»»

PR #98, opened 2020-09-22
Various updates to management RFC 

chvck:


avsej (approved):

rfc/0054-sdk3-management-apis.md
```diff
@@ -1090,9 +1090,25 @@ public interface IAnalyticsIndexManager{
...
+     
+     void CreateLink(AnalyticsLink link, CreateLinkAnalyticsOptions options);
+     
+     void ReplaceLink(AnalyticsLink link, ReplaceLinkAnalyticsOptions options);
+     
+     void DropLinkFromScope(string linkName, string scopeName, DropLinkAnalyticsOptions options);
+     
+     void DropLinkFromDataverse(string linkName, string dataverseName, DropLinkAnalyticsOptions options);
+     
+     void GetLinkFromScope(string linkName, string scopeName, GetLinkAnalyticsOptions options);
```
dnault, line 1102: Should these GetLinkFrom* methods return `AnalyticsLink` instead of `void`? And GetAllLinks return `List<AnalyticsLink>`?

chvck: Yes, will update tomorrow.

rfc/0054-sdk3-management-apis.md
```diff
@@ -2523,6 +2863,142 @@ interface AnalyticsIndex{
...
+The object names should be implemented in a way idiomatic to the implementing language.
+
+* `dataverse` (string) - The dataverse that the link belongs to.
+* `scope` (string) - The scope that the link belongs to. Only available in server 7.0+. Form is `bucket/scope`.
+* `name` (string) - The name of the link.
+* `accessKeyID` (string) - The AWS S3 access key.
+* `secretAccessKey` (string) - The AWS S3 secret key.
+* `sessionToken` (string) - The AWS S3 token if temporary credentials are provided. Only available in server 7.0+.
+* `region` (string) - The AWS S3 region.
+* `serviceEndpoint` - The AWS S3 service endpoint.
```
dnault, line 2933: Is `serviceEndpoint` a string?

rfc/0054-sdk3-management-apis.md
```diff
@@ -1494,6 +1510,321 @@ Map where top level keys are dataverse names, and values are a map of dataset na
...
+
+* Required:
+
+None
+
+* Optional:
+
+  * `Timeout` or `timeoutMillis` (`int`/`duration`) - the time allowed for the operation to be terminated. This is controlled by the client.
+  * `Scope` (string) - the name of the scope to restrict links to.
+  * `Dataverse` (string) - the name of the dataverse to restrict links to.
```
dnault, line 1800: Are the `scope` and `dataverse` options mutually exclusive?

rfc/0054-sdk3-management-apis.md
```diff
@@ -2523,6 +2863,142 @@ interface AnalyticsIndex{
...
+The object names should be implemented in a way idiomatic to the implementing language.
+
+* `scope` (string) - The scope that the link belongs to. Form is `bucket/scope`.
+* `name` (string) - The name of the link.
+* `connectionString` (string) - The connection string can be used as an authentication method, connectionString contains other authentication methods embedded inside the string. Only a single authentication method can be used. (e.g. “AccountName=myAccountName;AccountKey=myAccountKey”).
+* `accountName` (string) - The Azure blob storage account name.
+* `accountKey` (string) - The Azure blob storage account key.
+* `sharedAccessSignature` (string) - Token that can be used for authentication.
+* `blobEndpoint` - The Azure blob storage endpoint.
+* `endpointSuffix` - The Azure blob endpoint suffix.
```
dnault, line 2961: what type are `blobEndpoint` and `endpointSuffix`?

rfc/0054-sdk3-management-apis.md
```diff
@@ -2523,6 +2863,142 @@ interface AnalyticsIndex{
...
+The `LinkType()` implementation must return a value that corresponds to `"s3"`.
+
+### AzureBlobExternalAnalyticsLink
+
+`AzureBlobExternalAnalyticsLink` provides a means of mapping external azure analytics link details into an object.
+The `AzureBlobExternalAnalyticsLink` is available in server 7.0 Developer Preview mode and must be marked as `volatile` API stability.
+The following fields are named according to how they are sent when form/json encoded.
+The object names should be implemented in a way idiomatic to the implementing language.
+
+* `scope` (string) - The scope that the link belongs to. Form is `bucket/scope`.
```
dnault, line 2954: Does `AzureBlobExternalAnalyticsLink` have a `dataverse` property? If not, do we understand why?

chvck: See the paragraph just above the fields for this link type. Azure support is 7.0 DP and dataverse is deprecated in 7.0, therefore I don't think that we should support dataverse for this link type. Note that this link type is also marked volatile.

rfc/0054-sdk3-management-apis.md
chvck: Yes, added a note to specify this.

rfc/0054-sdk3-management-apis.md
```diff
@@ -1090,9 +1090,19 @@ public interface IAnalyticsIndexManager{
...
+
+     void ReplaceLink(AnalyticsLink link, ReplaceLinkAnalyticsOptions options);
+
+     void DropLink(string linkName, string dataverseName, DropLinkAnalyticsOptions options);
+
+     List<AnalyticsLink> GetAllLinks(GetAllLinkAnalyticsOptions options);
 }
 ```
 
+NOTE: Languages which support constructs like `Either<>` can implement single functions for `DropLink` and `GetLink`, as is idiotmatic.
```
programmatix, line 1104: GetLink has gone now

rfc/0054-sdk3-management-apis.md
```diff
@@ -2523,6 +2718,141 @@ interface AnalyticsIndex{
...
+* `hostname` (string) - The hostname of the target couchbase cluster. This is `activeHostname` in the returned JSON payload for a get.
+* `encryption` (CouchbaseAnalyticsEncryptionSettings) - The encryption settings for the link. The contents of this field are flattened to the top level of the payload.
+* `username` (string) - The username to use for authentication.
+* `password` (string) - The password to use for authentication.
+
+A value for `type` of `couchbase` must be sent in the form payload, this is returned in the same manner in the JSON payload.
+This field is not exposed on the object and is either inferred from the object type or by calling `LinkType()`.
+
+The `Validate()` implementation must verify that:
+* One, and only one, of `dataverse` or `scope` is set.
```
programmatix, line 2754: No longer relevant I think?

rfc/0054-sdk3-management-apis.md
```diff
@@ -2523,6 +2718,141 @@ interface AnalyticsIndex{
...
+  * Either both `username` and `password` are set OR both `clientCertificate` and `clientKey` are set.
+
+The `LinkType()` implementation must return a value that corresponds to `"couchbase"`.
+
+### CouchbaseAnalyticsEncryptionSettings
+
+`CouchbaseAnalyticsEncryptionSettings` are the settings available for setting encryption level on an analytics link.
+
+* `encryption` (AnalyticsEncryptionLevel) - The encryption level to apply.
+* `certificate` (List<Byte>) - The certificate to use for the encryption when encryption level is set to "full".
```
programmatix, line 2771: Maybe worth calling serverCertificate to differentiate it?

rfc/0054-sdk3-management-apis.md
```diff
@@ -1494,6 +1504,180 @@ Map where top level keys are dataverse names, and values are a map of dataset na
...
+    PUT http://localhost:8095/analytics/link/<scope>/<linkname>
+
+## DropLink
+
+Drops an existing link from a scope.
+
+### Signature
+
+```
+void DropLink(string linkName, string scopeName, [options])
```
programmatix, line 1593: Definitely want it this way round rather than scopeName then linkName?

rfc/0054-sdk3-management-apis.md
```diff
@@ -1494,6 +1506,180 @@ Map where top level keys are dataverse names, and values are a map of dataset na
 
     GET http://localhost:8095/analytics/node/agg/stats/remaining
 
+## CreateLink
```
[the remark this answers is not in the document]
programmatix: Fair enough

rfc/0054-sdk3-management-apis.md
```diff
@@ -1494,6 +1504,180 @@ Map where top level keys are dataverse names, and values are a map of dataset na
...
+
+* Required:
+
+None
+
+* Optional:
+
+  * `Timeout` or `timeoutMillis` (`int`/`duration`) - the time allowed for the operation to be terminated. This is controlled by the client.
+  * `Scope` (string) - the name of the scope to restrict links to.
+  * `Name` (string) - the name of the link to fetch.
```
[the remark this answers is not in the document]
chvck: That's why I added GetLink initially and removed name from these options. This is how the REST API works though... We could rename GetAllLinks to GetLinks?

rfc/0054-sdk3-management-apis.md
```diff
@@ -1494,6 +1504,180 @@ Map where top level keys are dataverse names, and values are a map of dataset na
...
+
+Nothing
+
+### Throws
+
+* `LinkAlreadyExistsException`
+
+* `AnalyticsScopeNotFoundException`
+
+* `InvalidArgumentsException`
```
programmatix, line 1537: Also seen:
Unknown analytics error: 24104:Cannot connect to host for link `travel-sample`.inventory.remoteInventory: java.net.ConnectException: Connection refused (Connection refused)

rfc/0054-sdk3-management-apis.md
```diff
@@ -2523,6 +2754,158 @@ interface AnalyticsIndex{
...
+  * `certificate` is set.
+  * Either both `username` and `password` are set OR both `clientCertificate` and `clientKey` are set.
+
+The `LinkType()` implementation must return a value that corresponds to `"couchbase"`.
+
+On fetching a `CouchbaseRemoteAnalyticsLink`:
+  * The `hostname` property is present as `activeHostname`.
+  * The `password` property must be blanked out/left unset.
+  * The `clientKey` property must be blanked out/left unset.
+  * The `dataverse` property must be set by first checking the `dataverse` field in the response body and if empty falling back to the `scope` field.
```
dnault, line 2806: Is it possible for both the `dataverse` and `scope` fields to be present? To put it another way, does it matter which field we look for first?

chvck: I don't believe that it is possible for both to be present so no I don't think that it does matter.

rfc/0054-sdk3-management-apis.md
```diff
@@ -1494,6 +1530,192 @@ Map where top level keys are dataverse names, and values are a map of dataset na
...
+
+  * `Timeout` or `timeoutMillis` (`int`/`duration`) - the time allowed for the operation to be terminated. This is controlled by the client.
+
+### Returns
+
+Nothing
+
+### Throws
+
+* `LinkAlreadyExistsException`
```
dnault, line 1559: Not **Analytics**LinkAlreadyExists / NotFound ?

dnault: Also looks like the existing "aready exists" exceptions don't have "already" in the name... so just `AnalyticsLinkExists`?

dnault: > Not **Analytics**LinkAlreadyExists / NotFound ?

I guess not, because there's already a `LinkNotFound` exception from earlier analytics managment API.

rfc/0054-sdk3-management-apis.md
```diff
@@ -1494,6 +1530,192 @@ Map where top level keys are dataverse names, and values are a map of dataset na
...
+
+* `AnalyticsScopeNotFoundException`
```
dnault, line 1561: There's an existing `DataverseNotFoundException` that seems to be mapped to the same server error code (24034)... Should we reuse it?

https://docs.couchbase.com/server/current/analytics/error-codes.html

rfc/0054-sdk3-management-apis.md
dnault, line 1559: For consistency with the existing annotations, should this be called `LinkExistsException`?

brett19:
Bit strange that these new APIs all hang off the "AnalyticsIndexManager" and are accessed via cluster.analyticsIndexes()... :S

brett19:
There are a bunch of places in the spec where it just says "List" without specifying the type.

brett19:
I'm genuinely curious what "half encryption" even means...

dnault:
> I'm genuinely curious what "half encryption" even means...

"Encryption" is a misnomer. These are actually settings for authentication and transport security.

* NONE: Connect to the remote Couchbase cluster using an unsecured channel.
Send the password in plaintext.
(For development environments where the server uses LDAP auth, I guess?)

* HALF: Connect to the remote Couchbase cluster using an unsecured channel.
Send the password securely using SASL.

* FULL: Connect to the remote Couchbase cluster using a channel secured by TLS.
If a password is used, it is sent over the secure channel.
Requires specifying the certificate to trust.

brett19:
> encryption (AnalyticsEncryptionLevel) - The encryption level to apply.

Should be a field called encryptionLevel.

rfc/0054-sdk3-management-apis.md
```diff
@@ -1494,6 +1530,192 @@ Map where top level keys are dataverse names, and values are a map of dataset na
...
+
+  * `Timeout` or `timeoutMillis` (`int`/`duration`) - the time allowed for the operation to be terminated. This is controlled by the client.
+
+### Returns
+
+Nothing
+
+### Throws
+
+* `AnalyticsScopeNotFoundException`
```
brett19, line 1604: This should be DataverseNotFoundException I think.

rfc/0054-sdk3-management-apis.md
```diff
@@ -1494,6 +1530,192 @@ Map where top level keys are dataverse names, and values are a map of dataset na
...
+The URI is dependent on the options.
+If `dataverse` is not set then:
+
+    GET http://localhost:8095/analytics/link?type=<linktype>
+
+* If `dataverse` is set and contains a `/` then the name is url encoded to escape any `/` within the name and URI is:
+  *  If `dataverse` is set and `name` is not:
+    * `GET http://localhost:8095/analytics/link/<dataverse>?type=<linktype>`
+  *  If `dataverse` is and `name` are both set:
+    * `GET http://localhost:8095/analytics/link/<scope>/<linkname>?type=<linktype>`
```
dnault, line 1712: What is `<scope>`? should it be `<dataverse>`?

rfc/0054-sdk3-management-apis.md
daschl: I wonder if this should be prefixed with AnalyticsLink... since a "link" is a bit ambiguous in the wider context?

rfc/0054-sdk3-management-apis.md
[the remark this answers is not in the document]
programmatix: GetLinks makes sense I think

rfc/0054-sdk3-management-apis.md
```diff
@@ -1190,8 +1204,13 @@ void CreateDataset(string datasetName, string bucketName, [options])
 
   * `DataverseName` (`string`) - The name of the dataverse to use, default to none. If set then will be used as `CREATE DATASET
     dataverseName.datasetName`. If not set then will be `CREATE DATASET datasetName`.
+    * This name may contain one or more `/`, the `/` must be split on and retokenized before sending.
+    * Retokenizing follows the following rule: `bucket.name/scope.name` becomes `` `bucket.name` ``.`` `scope.name` ``.
+    * Note that there can be multiple instance of `/` within a name and all must be retokenized.
 
   * `Timeout` or `timeoutMillis` (`int`/`duration`) - the time allowed for the operation to be terminated. This is controlled by the client.
+  
+  * `LinkName` (`string`) - The name of the link to use, default to none. If set then is applied in the form of `CREATE DATASET datasetName AT linkName`.
```
dnault, line 1213: I think it might be more complicated? The Analytics DDL reference mentions the syntax is different for "remote" links (couchbase) vs "external" links (s3, azure, etc). It looks like for external links we need to say `EXTERNAL DATASET` instead of just `DATASET`. External datasets also have an optional `USING` parameter to specify the path of the dataset relative to the root of the external datastore.

Since a link name along doesn't tell us whether it's a remote couchbase link, i think maybe we need different parameters depending on the link type? Like, `CouchbaseRemoteLinkName` and `ExternalLinkName` & `Using`, where the two link name parameters are mutually exclusive, and `Using` is optional and only allowed if `ExternalLinkName ` is specified.

rfc/0054-sdk3-management-apis.md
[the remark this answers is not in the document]
dnault: @chvck What lead to the removal of `GetLink`? Seems like a very natural way to get a single link by name.

rfc/0054-sdk3-management-apis.md
dnault: Or perhaps we could discover the link type by doing a lookup by name, since we know the link name and dataverse?

chvck: Alternatively to that we could add a `CreateExternalDataset` function? The options for that function would have `Using`.

rfc/0054-sdk3-management-apis.md
```diff
@@ -1090,6 +1090,14 @@ public interface IAnalyticsIndexManager{
      void DisconnectLink(DisconnectLinkAnalyticsOptions options);
 
      map[string]map[string]int GetPendingMutations(GetPendingMutationsAnalyticsOptions options);
+
+     void CreateLink(AnalyticsLink link, CreateLinkAnalyticsOptions options);
+
+     void ReplaceLink(AnalyticsLink link, ReplaceLinkAnalyticsOptions options);
+
+     void DropLink(string linkName, string dataverseName, DropLinkAnalyticsOptions options);
```
programmatix, line 1098: @chvck I think a common requirement will be for code like this work:

analytics.getAllLinks().foreach(link => analytics.dropLink(link))

E.g. at the start or end of testing.
However the API as-is doesn't support this.  dropLink needs a linkName and dataverseName, and the generic AnalyticsLink interface doesn't provide that.  But, they could - at least with the 3 analytics links we know about currently.

rfc/0054-sdk3-management-apis.md
```diff
@@ -1494,6 +1530,190 @@ Map where top level keys are dataverse names, and values are a map of dataset na
...
+None
+
+* Optional:
+
+  * `Timeout` or `timeoutMillis` (`int`/`duration`) - the time allowed for the operation to be terminated. This is controlled by the client.
+  * `Dataverse` (string) - the name of the dataverse to restrict links to.
+  * `Name` (string) - the name of the link to fetch.
+  * `LinkType` (AnalyticsLinkType) - the type of links to restrict returned links to.
+  
+Note: If `Name` is set then `Dataverse` must be set, otherwise an `InvalidArgumentsException` must be thrown.
```
dnault, line 1688: If `name` is set but not `dataverse`, should we fall back to sending `name` as a query parameter? (It seems to work, just wondering if there's a reason not to do it.)

avsej (approved):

««

TASK OBJECTIVE :: Where does the string "serviceEndpoint" appear in the records above? Return every line that holds it.

SOLUTION FOR THIS PROBLEM ::
+* `serviceEndpoint` - The AWS S3 service endpoint.
dnault, line 2933: Is `serviceEndpoint` a string?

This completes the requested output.